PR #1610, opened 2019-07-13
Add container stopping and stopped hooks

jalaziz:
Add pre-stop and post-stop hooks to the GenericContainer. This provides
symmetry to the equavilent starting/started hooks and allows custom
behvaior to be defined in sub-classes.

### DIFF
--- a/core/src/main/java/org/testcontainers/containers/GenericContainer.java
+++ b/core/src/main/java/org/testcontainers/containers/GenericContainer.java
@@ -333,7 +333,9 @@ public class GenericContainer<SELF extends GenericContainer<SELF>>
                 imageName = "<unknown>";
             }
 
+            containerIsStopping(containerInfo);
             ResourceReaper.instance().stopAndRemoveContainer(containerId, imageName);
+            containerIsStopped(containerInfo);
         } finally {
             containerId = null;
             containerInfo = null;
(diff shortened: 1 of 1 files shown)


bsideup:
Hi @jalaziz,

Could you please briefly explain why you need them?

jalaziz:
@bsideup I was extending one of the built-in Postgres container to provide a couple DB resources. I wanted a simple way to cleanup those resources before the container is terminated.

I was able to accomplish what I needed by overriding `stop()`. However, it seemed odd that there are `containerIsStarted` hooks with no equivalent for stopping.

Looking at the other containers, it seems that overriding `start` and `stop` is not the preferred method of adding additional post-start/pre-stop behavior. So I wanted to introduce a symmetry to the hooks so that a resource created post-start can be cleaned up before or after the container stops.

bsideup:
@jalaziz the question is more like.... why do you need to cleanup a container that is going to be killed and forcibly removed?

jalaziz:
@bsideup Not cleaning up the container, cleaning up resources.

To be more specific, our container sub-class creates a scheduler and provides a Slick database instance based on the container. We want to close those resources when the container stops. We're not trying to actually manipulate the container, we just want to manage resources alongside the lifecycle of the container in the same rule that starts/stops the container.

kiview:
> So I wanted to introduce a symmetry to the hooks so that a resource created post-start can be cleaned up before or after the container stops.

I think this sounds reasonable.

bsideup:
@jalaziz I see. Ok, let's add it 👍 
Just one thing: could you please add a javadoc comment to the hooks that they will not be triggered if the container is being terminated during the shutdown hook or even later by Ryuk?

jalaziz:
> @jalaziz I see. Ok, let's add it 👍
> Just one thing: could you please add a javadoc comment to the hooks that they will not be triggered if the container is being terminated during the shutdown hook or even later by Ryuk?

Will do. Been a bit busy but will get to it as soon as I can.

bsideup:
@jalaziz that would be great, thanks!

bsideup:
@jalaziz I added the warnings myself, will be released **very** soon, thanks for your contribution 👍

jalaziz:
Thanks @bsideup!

==================================================

#### Description of the task:
Exactly as they appear above, the records are to be transcribed in full.

#### Output of the task:
PR #1610, opened 2019-07-13
Add container stopping and stopped hooks

jalaziz:
Add pre-stop and post-stop hooks to the GenericContainer. This provides
symmetry to the equavilent starting/started hooks and allows custom
behvaior to be defined in sub-classes.

### DIFF
--- a/core/src/main/java/org/testcontainers/containers/GenericContainer.java
+++ b/core/src/main/java/org/testcontainers/containers/GenericContainer.java
@@ -333,7 +333,9 @@ public class GenericContainer<SELF extends GenericContainer<SELF>>
                 imageName = "<unknown>";
             }
 
+            containerIsStopping(containerInfo);
             ResourceReaper.instance().stopAndRemoveContainer(containerId, imageName);
+            containerIsStopped(containerInfo);
         } finally {
             containerId = null;
             containerInfo = null;
(diff shortened: 1 of 1 files shown)


bsideup:
Hi @jalaziz,

Could you please briefly explain why you need them?

jalaziz:
@bsideup I was extending one of the built-in Postgres container to provide a couple DB resources. I wanted a simple way to cleanup those resources before the container is terminated.

I was able to accomplish what I needed by overriding `stop()`. However, it seemed odd that there are `containerIsStarted` hooks with no equivalent for stopping.

Looking at the other containers, it seems that overriding `start` and `stop` is not the preferred method of adding additional post-start/pre-stop behavior. So I wanted to introduce a symmetry to the hooks so that a resource created post-start can be cleaned up before or after the container stops.

bsideup:
@jalaziz the question is more like.... why do you need to cleanup a container that is going to be killed and forcibly removed?

jalaziz:
@bsideup Not cleaning up the container, cleaning up resources.

To be more specific, our container sub-class creates a scheduler and provides a Slick database instance based on the container. We want to close those resources when the container stops. We're not trying to actually manipulate the container, we just want to manage resources alongside the lifecycle of the container in the same rule that starts/stops the container.

kiview:
> So I wanted to introduce a symmetry to the hooks so that a resource created post-start can be cleaned up before or after the container stops.

I think this sounds reasonable.

bsideup:
@jalaziz I see. Ok, let's add it 👍 
Just one thing: could you please add a javadoc comment to the hooks that they will not be triggered if the container is being terminated during the shutdown hook or even later by Ryuk?

jalaziz:
> @jalaziz I see. Ok, let's add it 👍
> Just one thing: could you please add a javadoc comment to the hooks that they will not be triggered if the container is being terminated during the shutdown hook or even later by Ryuk?

Will do. Been a bit busy but will get to it as soon as I can.

bsideup:
@jalaziz that would be great, thanks!

bsideup:
@jalaziz I added the warnings myself, will be released **very** soon, thanks for your contribution 👍

jalaziz:
Thanks @bsideup!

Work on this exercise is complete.